Plaintiff has established and defendant has acknowledged an account stated in the amount of $4,781.42. There was a balance rendered and defendant has assented to owing this balance. The balance allegedly due on the memos is not an account stated as it has neither been billed or assented to by the defendant. On the contrary, defendant vehemently denies owing anything on these memos asserting that they were paid or the merchandise returned.
In order to establish a cause of action for conversion, a plaintiff must establish legal ownership of a specific identifiable piece of property and the defendant's exercise of dominion over or interference with the property in defiance of the plaintiff's rights (Meese v.
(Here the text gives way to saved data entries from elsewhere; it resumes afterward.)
PR #3447, opened 2021-07-08
Dispute Coordinator: Move to batch Request - Response model

### LINKED ISSUE #3439: DisputeCoordinator QueryCandidateVotes should be able to answer multiple queries at once
As seen in #3348, the provisioner currently has to make a `QueryCandidateVotes` request for each dispute in `RecentDisputes`. It should be possible to have the provisioner send a single query to the dispute coordinator to be answered all at once, similar to `CandidateBackingMessage::GetBackedCandidates`.

Lldenaurois:
This PR modifies the communication protocol between the provisioner and the dispute-coordinator. In the past, the dispute-coordinator kept track of a FuturesOrdered of oneshot-receivers and constructed a view of the recent disputes in this fashion.

Instead, it is more efficient to allow batch queries and only iterator over the recent disputes once. We leverage a single oneshot channel to reply to the batch `Vec<(SessionIndex, CandidateHash)>` request with the `Vec<(SessionIndex, Candidatehash, CandidateVotes)>` batch response.

Closes #3439 . Depends on #3348 merge.

### DIFF
--- a/node/core/dispute-coordinator/src/lib.rs
+++ b/node/core/dispute-coordinator/src/lib.rs
@@ -437,18 +437,21 @@ async fn handle_incoming(
 			let _ = rx.send(collect_active(recent_disputes, now));
 		}
 		DisputeCoordinatorMessage::QueryCandidateVotes(
-			session,
-			candidate_hash,
+			query,
 			rx
 		) => {
-			let candidate_votes = db::v1::load_candidate_votes(
-				store,
-				&config.column_config(),
-				session,
-				&candidate_hash,
-			)?;
-
-			let _ = rx.send(candidate_votes.map(Into::into));
+			let mut query_output = Vec::new();
+			for (session_index, candidate_hash) in query.into_iter() {
+				if let Some(v) = db::v1::load_candidate_votes(
+					store,
+					&config.column_config(),
+					session_index,
+					&candidate_hash,
+				)? {
+					query_output.push(v.into());
+				}
+			}
+			let _ = rx.send(query_output);
 		}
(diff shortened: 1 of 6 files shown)


node/core/provisioner/src/lib.rs
```diff
@@ -567,38 +568,16 @@ async fn select_disputes(
...
-		}
+	let dispute_candidate_votes: Vec<_> = {
+		let (tx, rx) = oneshot::channel();
+		sender.send_message(DisputeCoordinatorMessage::QueryCandidateVotes(
+			recent_disputes.clone(),
+			tx,
+		).into()).await;
 
-		vote_sets
+		rx.await.unwrap_or_default().into_iter().zip(recent_disputes.into_iter())
```
rphmeier, line 578: I'd like a `debug!` log as done above

node/core/dispute-coordinator/src/lib.rs
```diff
@@ -437,18 +437,21 @@ async fn handle_incoming(
...
-				store,
-				&config.column_config(),
-				session,
-				&candidate_hash,
-			)?;
-
-			let _ = rx.send(candidate_votes.map(Into::into));
+			let mut query_output = Vec::new();
+			for (session_index, candidate_hash) in query.into_iter() {
+				if let Some(v) = db::v1::load_candidate_votes(
```
rphmeier, line 445: It would be better to fail the request if any of the votes aren't present. As such, the `zip` done in the provisioner is inaccurate.

rphmeier (changes requested):
Nits and needs guide update as well.

PR #3449, opened 2021-07-09
Companion: Limit the maximum number of wasm memory pages a runtime can have

### LINKED ISSUE #317: parachain validation function and linear memory
For now it seems that the parachain validation function host environment provides and the parachain wasm imports a linear memory instance.

On the other hand, substrate does it the other way around: the host just imports the memory exported by the wasm runtime. 

In substrate this is not much important since the wasm binary is always trusted. However, this is not the case for the parachain wasm. If we were to make the wasm parachain to export a linear memory then it could declare that that the memory instance requires huge amount of memory and as part of instantiation the wasm engine would happiliy allocate up to 4GB of memory. This is fixable but requires either deserialization of a wasm module and checking its memories or implementing configurable limits in the wasm engine.

I wonder if we should reconsider these design decisions. Also I wonder there are any  implications for cumulus

### LINKED ISSUE #699: Validation context should allow in maximum 1GB of memory
After https://github.com/paritytech/polkadot/pull/665 is merged, we do not check that the validation allocates at most 1GB of memory. We need to bring this check back. I'm not sure if we should stay with the parachain WASM blob providing us the memory or switching back to give it to the WASM blob. If we do the later, we need to add support for this into `sc-executor`.

I think that @pepyakin has an opinion, on what is better :)

pepyakin:
Companion for https://github.com/paritytech/substrate/pull/9308
Closes #699
Closes #317

This is a high priority because this is a potentially breaking change.


rphmeier:
Does this close #699

pepyakin:
Haha, yes, it does. In the end, I forgot to put the tag 🤦 Thanks!

rphmeier (approved):

Issue #3427, opened 2021-07-07
[node] Add additional sanitization checks to overseer


drahnr:
#2962 lays the ground work of adding additional logic to the overseer, such that certain properties can be detected at compile time:

Chores:
* [x] #3773
* [x] #3772
   * [x] #3771
* <s> Remove the `focus()` method and streamline the incoming information flow</s>
* [ ] Handle where clauses for `baggage` generics

Significant enhancements:
* [ ] #3774
    * [x] #3825
    * [x] #3826
    * [x] #5426

rphmeier:
> annotated subsystems which messages are sent by a subsystem

This and everything under it is amazing. Looking forward to it

bkchr:
>     * inject a `unbounded` channel into each cycle, to prevent potential dead-locks until there is a more systematic approach with prioritization

Why do we try to work around the fundamental issue and not solve it properly? The fundamental issue here is that oneshot channels are used inside these messages and that we await them, blocking the entire subsystem. IMO oneshot channels should be forbidden in these messages or only allowed in very rare cases where we can proof that no dead lock ever happens.

Instead of oneshot channels there could just be a closure that constructs a `AllMessages` message and this message would be dispatched again.

Yes that would complicate the design of some subsystems, but it would make it much easier to reason about the implementation of a subsystem and problematic code pieces.

drahnr:
> > ```
> > * inject a `unbounded` channel into each cycle, to prevent potential dead-locks until there is a more systematic approach with prioritization
> > ```
> 
> Why do we try to work around the fundamental issue and not solve it properly? The fundamental issue here is that oneshot channels are used inside these messages and that we await them, blocking the entire subsystem. IMO oneshot channels should be forbidden in these messages or only allowed in very rare cases where we can proof that no dead lock ever happens.
> 
> Instead of oneshot channels there could just be a closure that constructs a `AllMessages` message and this message would be dispatched again.
> 
> Yes that would complicate the design of some subsystems, but it would make it much easier to reason about the implementation of a subsystem and problematic code pieces.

Miller, 79 AD2d 237, 436 NYS2d 496; Ahles v. Aztec Enterprises, Inc. 120 AD2d 903, 502 NYS2d 821 [3rd. Dept. 1986]). Thus courts have found conversion established when the property is specifically described coins (Ahles v. Aztec Enterprises, Inc., 120 AD2d 903, Supra), specific items of jewelry and personal property (Burton v. County of Onondaga, 19 Misc 3d 1138(A), 862 NYS2d 813 [Sup. Ct. Onondaga 2008]), a diamond ring (Stern v. Sidney, 91 Misc. 33, 154 N.Y.S. 130 [App. Term 1st. Dept. 1915]).
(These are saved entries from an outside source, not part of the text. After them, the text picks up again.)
PR #3570, opened 2021-08-04
[CI] Fix listing pallets for benchmarks jobs

s3krit:
Due to https://github.com/paritytech/substrate/pull/9373 we now have a `--list` flag for the benchmarks command, and the previous method no longer works, yielding an empty list.

### DIFF
--- a/scripts/run_benches_for_runtime.sh
+++ b/scripts/run_benches_for_runtime.sh
@@ -11,7 +11,8 @@ echo "[+] Running all benchmarks for $runtime"
 
 # shellcheck disable=SC2086
 cargo +nightly run $standard_args benchmark \
-  --chain "${runtime}-dev" --list |\
+    --chain "${runtime}-dev" \
+    --list |\
   tail -n+2 |\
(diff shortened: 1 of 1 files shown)


scripts/run_benches_for_runtime.sh
```diff
@@ -11,13 +11,9 @@ echo "[+] Running all benchmarks for $runtime"
...
 # shellcheck disable=SC2086
 cargo +nightly run $standard_args benchmark \
-    --chain "${runtime}-dev" \
-    --execution=wasm \
-    --wasm-execution=compiled \
-    --pallet "*" \
-    --extrinsic "*" \
-    --repeat 0 | \
-  sed -r -e 's/Pallet: "([a-z_:]+)".*/\1/' | \
+  --chain "${runtime}-dev" --list |\
```
chevdor, line 14: You may want to keep the previous indentation to easily distinguish the `cargo` from the following piped calls.

chevdor (approved):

The memos on which plaintiff relies to establish its cause of action for conversion are lacking in specificity. These memos do not list the quantity, stock or a description of the item given on consignment. They simply state "assorted jewelry", without more, and list a total price. Plaintiff has not provided proof of ownership of a specific identifiable piece of property and defendant's exercise of dominion over or interference with the property in defiance of plaintiff's rights. Plaintiff's sloppy bookkeeping cannot inure to its benefit but to its detriment. Plaintiff has failed to establish, on the records submitted, that defendant converted property belonging to it in the aggregate amount of $9,630.30.
CONCLUSION
This court finds that plaintiff has sufficiently established an account stated and defendant acknowledges owing $4,781.42. Plaintiff has failed to establish its cause of action for conversion.
Accordingly, this court grants judgment in favor of plaintiff and against the defendant on the cause of action for an account stated in the amount of $4,781.42 with interest from December 5, 2007. The causes of action for conversion is dismissed.